(Try it) For the word "approved", count the lines below that contain it. Give the number alone.

☆ ☆ ☆ ☆

PR #5375, opened 2026-09-08
Apply 8x8 partition floor at 1080p from speed 1

yeqing-wu:
The encoder already sets default_min_partition_size to 8x8 at 4k
and larger for all speeds. Extend that floor to 1080p and larger
from speed 1, and drop the now-duplicate 1080p check under
speed >= 6.

Thread the current speed through av2_alloc_context_buffers() to
enc_set_mb_mi() so mi_alloc_bsize tracks the same partition floor
without stashing speed on mi_params. RT keeps its pre-existing
mi_alloc_bsize behavior (always 8x8 at 4k) and will be revisited
separately.

Anchor: commit 4ced699
CTC: FG16 CTC (33 frames, class A1 and A2, RA)

```
1) Speed 1 (cpu-used=1)
  | A1         |  0.00 |  0.00 |  0.00 |  0.00 |  100 |  100 |
  | A2         |  0.14 |  0.32 |  0.85 |  0.17 |   93 |   99 |
  | Avg w/o B2 |  0.10 |  0.22 |  0.60 |  0.12 |   95 |   99 |

2) Speed 2 (cpu-used=2)
  | A1         |  0.00 |  0.00 |  0.00 |  0.00 |  100 |  100 |
  | A2         |  0.04 |  0.04 |  0.30 |  0.05 |   97 |  100 |
  | Avg w/o B2 |  0.03 |  0.03 |  0.21 |  0.03 |   98 |  100 |

3) Speed 3 (cpu-used=3)
  | A1         |  0.00 |  0.00 |  0.00 |  0.00 |  100 |  100 |
  | A2         |  0.09 |  0.30 |  0.11 |  0.10 |   96 |  100 |
  | Avg w/o B2 |  0.06 |  0.21 |  0.08 |  0.07 |   97 |  100 |

4) Speed 4 (cpu-used=4)
  | A1         |  0.02 |  0.02 |  0.00 |  0.02 |  100 |  100 |
  | A2         |  0.20 |  0.27 |  0.00 |  0.20 |   94 |  100 |
  | Avg w/o B2 |  0.15 |  0.19 |  0.00 |  0.14 |   96 |  100 |
```

STATS_CHANGED

### DIFF
--- a/av2/common/av2_common_int.h
+++ b/av2/common/av2_common_int.h
@@ -1613,9 +1613,8 @@ struct CommonModeInfoParams {
   int mi_alloc_stride;
   /*!
    * The minimum block size that each element in 'mi_alloc' can correspond to.
-   * For decoder, this is always BLOCK_4X4.
-   * For encoder, this is currently set to BLOCK_4X4 for resolution < 4k,
-   * and BLOCK_8X8 for resolution >= 4k.
+   * For decoder, always BLOCK_4X4. For encoder, BLOCK_8X8 at 4k, and at 1080p
+   * from speed 1; BLOCK_4X4 otherwise. Computed in 'enc_set_mb_mi()'.
    */
   BLOCK_SIZE mi_alloc_bsize;
 
@@ -1702,9 +1701,10 @@ struct CommonModeInfoParams {
    * \param[in,out]   mi_params   object containing common mode info parameters
    * \param           width       frame width
    * \param           height      frame height
+   * \param           speed       encoder speed level (ignored by the decoder)
    */
   void (*set_mb_mi)(struct CommonModeInfoParams *mi_params, int width,
-                    int height);
+                    int height, int speed);
   /**@}*/
 };
 
--- a/av2/common/alloccommon.c
+++ b/av2/common/alloccommon.c
@@ -600,9 +600,10 @@ int av2_alloc_superblock_info_buffers(AV2_COMMON *cm) {
   return alloc_sbi(sbi_params);
 }
 
-int av2_alloc_context_buffers(AV2_COMMON *cm, int width, int height) {
+int av2_alloc_context_buffers(AV2_COMMON *cm, int width, int height,
+                              int speed) {
   CommonModeInfoParams *const mi_params = &cm->mi_params;
-  mi_params->set_mb_mi(mi_params, width, height);
+  mi_params->set_mb_mi(mi_params, width, height, speed);
   if (alloc_mi(mi_params, cm, height)) goto fail;
 
   if (av2_alloc_superblock_info_buffers(cm)) goto fail;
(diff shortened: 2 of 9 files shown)


yunqingwang1 (approved):
Looks good.

av2/common/av2_common_int.h
```diff
@@ -1629,12 +1629,25 @@ struct CommonModeInfoParams {
...
-   * For decoder, this is always BLOCK_4X4.
-   * For encoder, this is currently set to BLOCK_4X4 for resolution < 4k,
-   * and BLOCK_8X8 for resolution >= 4k.
+   * For decoder, always BLOCK_4X4. For encoder, BLOCK_8X8 when the partition
+   * floor is guaranteed to stop there (GOOD at 4k, GOOD at 1080p with
+   * 'enc_speed' >= 1); BLOCK_4X4 otherwise. Computed in 'enc_set_mb_mi()'.
    */
   BLOCK_SIZE mi_alloc_bsize;
 
+  /*!
```
urvangjoshi: Adding these two values in `mi_params`  seems risky -- as things may easily fall out-of-sync if we aren't careful during code changes.

Pls use the original logic as is -- just changing which speed this setting belongs to.

For RT issue,  we can change that one in a separate PR --  by e.g. adding a `set_rt_speed_feature_framesize_dependent` function to ensure there is no inconsistency.
FYI @jianj-g

urvangjoshi (changes requested):

av2/common/av2_common_int.h
yeqing-wu: @urvangjoshi, sounds good to me, we just need to fix the issue in RT later.

leolzhao (approved):
Good tradeoff!

av2/common/av2_common_int.h
yeqing-wu: @urvangjoshi, I’ve modified the code to eliminate those two items. However, we still need to pass the speed to enc_set_mb_mi() and av2_enc_partition_floor(). The issue arises because the code uses the common function pointer API set_mb_mi() for both encoder enc_set_mb_mi() and stat_stage_set_mb_mi() and decoder dec_set_mb_mi(). Consequently, we must pass an unused speed to the decoder API and the upper-level common functions that call dec_set_mb_mi().

Another solution is to leave mi_alloc_bsize unchanged for 1080p with a speed of at least 1, still 4x4. This decision could lead to inconsistent design for mi grid size compared to sf->part_sf.default_min_partition_size.

Which one do you prefer?

yeqing-wu: @urvangjoshi , any feedback for this?

urvangjoshi: Thanks @yeqing-wu !  I understand the reason for additional arg to `set_mb_mi`  and agree with this solution.

urvangjoshi (approved):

☆ ☆ ☆ ☆

(Answer for this exercise) 3